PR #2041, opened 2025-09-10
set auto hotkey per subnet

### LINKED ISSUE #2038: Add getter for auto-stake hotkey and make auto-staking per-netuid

Activity
Without changing a word, restate the whole listing.

Result of the task
PR #2041, opened 2025-09-10
set auto hotkey per subnet

### LINKED ISSUE #2038: Add getter for auto-stake hotkey and make auto-staking per-netuid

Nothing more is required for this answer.